▸ **Problem details**:
Every line of the data below should be printed exactly.

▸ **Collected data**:

PR #1596, opened 2026-07-29
feat(metrics):    Instrument commits and emit CommitReport ( #1236)

tanmayrauth:
**What**

  Emits a spec-compliant CommitReport from the commit path on successful completion:

  - doCommit's retry loop now records total-duration and attempts.
  - The committed snapshot's summary is mapped into a CommitReport under Java's commit-report metric names. iceberg-go's summary keys differ from those names, so the mapping translates them (added-files-size →
  added-files-size-bytes, deleted-data-files → removed-data-files, added-position-deletes → added-positional-deletes, …) so the wire format matches Java and dashboards line up across implementations.
  - Metrics with no iceberg-go summary key (DVs, manifest counts) are omitted rather than reported as zero, mirroring Java's counterFrom.

  **Behavior notes**

  - No behavior change for existing users: emission is guarded by metrics.IsNop, so under the default no-op reporter it's a pure no-op (no report assembled). Report failures can never fail a commit.
  - Metadata-only commits emit nothing: a property/schema-only change produces no snapshot, so reporting the unchanged branch head would misattribute a prior snapshot's metrics. Skipped via
  commitAddedSnapshot.
  - Non-default branches resolve the just-committed head via SnapshotByName(branch) rather than the table's current snapshot.

  **Deferred**

  CommitReport.Metadata (Java's engine/commit-context map) is left unset with a TODO — iceberg-go doesn't thread that context into the commit path yet; a follow-up will populate it.

  **Testing**

  - Unit tests for buildCommitReport: name-translated mappings, nil snapshot, absent/unparseable summary values omitted.
  - Integration tests: an append emits a CommitReport with correct operation/attempts/records; a metadata-only commit emits none.
  - go build, go vet, and full table/metrics suites pass.
  
  Realted to #1236

### DIFF
--- a/table/commit_metrics.go
+++ b/table/commit_metrics.go
@@ -18,12 +18,28 @@
 package table
 
 import (
+	"context"
+	"log"
 	"strconv"
 	"time"
 
 	"github.com/apache/iceberg-go"
 	"github.com/apache/iceberg-go/metrics"
 )
+
+// safeReport forwards a report to rep, recovering from a panic in a misbehaving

▸ **Response below**:
PR #1596, opened 2026-07-29
feat(metrics):    Instrument commits and emit CommitReport ( #1236)

tanmayrauth:
**What**

  Emits a spec-compliant CommitReport from the commit path on successful completion:

  - doCommit's retry loop now records total-duration and attempts.
  - The committed snapshot's summary is mapped into a CommitReport under Java's commit-report metric names. iceberg-go's summary keys differ from those names, so the mapping translates them (added-files-size →
  added-files-size-bytes, deleted-data-files → removed-data-files, added-position-deletes → added-positional-deletes, …) so the wire format matches Java and dashboards line up across implementations.
  - Metrics with no iceberg-go summary key (DVs, manifest counts) are omitted rather than reported as zero, mirroring Java's counterFrom.

  **Behavior notes**

  - No behavior change for existing users: emission is guarded by metrics.IsNop, so under the default no-op reporter it's a pure no-op (no report assembled). Report failures can never fail a commit.
  - Metadata-only commits emit nothing: a property/schema-only change produces no snapshot, so reporting the unchanged branch head would misattribute a prior snapshot's metrics. Skipped via
  commitAddedSnapshot.
  - Non-default branches resolve the just-committed head via SnapshotByName(branch) rather than the table's current snapshot.

  **Deferred**

  CommitReport.Metadata (Java's engine/commit-context map) is left unset with a TODO — iceberg-go doesn't thread that context into the commit path yet; a follow-up will populate it.

  **Testing**

  - Unit tests for buildCommitReport: name-translated mappings, nil snapshot, absent/unparseable summary values omitted.
  - Integration tests: an append emits a CommitReport with correct operation/attempts/records; a metadata-only commit emits none.
  - go build, go vet, and full table/metrics suites pass.
  
  Realted to #1236

### DIFF
--- a/table/commit_metrics.go
+++ b/table/commit_metrics.go
@@ -18,12 +18,28 @@
 package table
 
 import (
+	"context"
+	"log"
 	"strconv"
 	"time"
 
 	"github.com/apache/iceberg-go"
 	"github.com/apache/iceberg-go/metrics"
 )
+
+// safeReport forwards a report to rep, recovering from a panic in a misbehaving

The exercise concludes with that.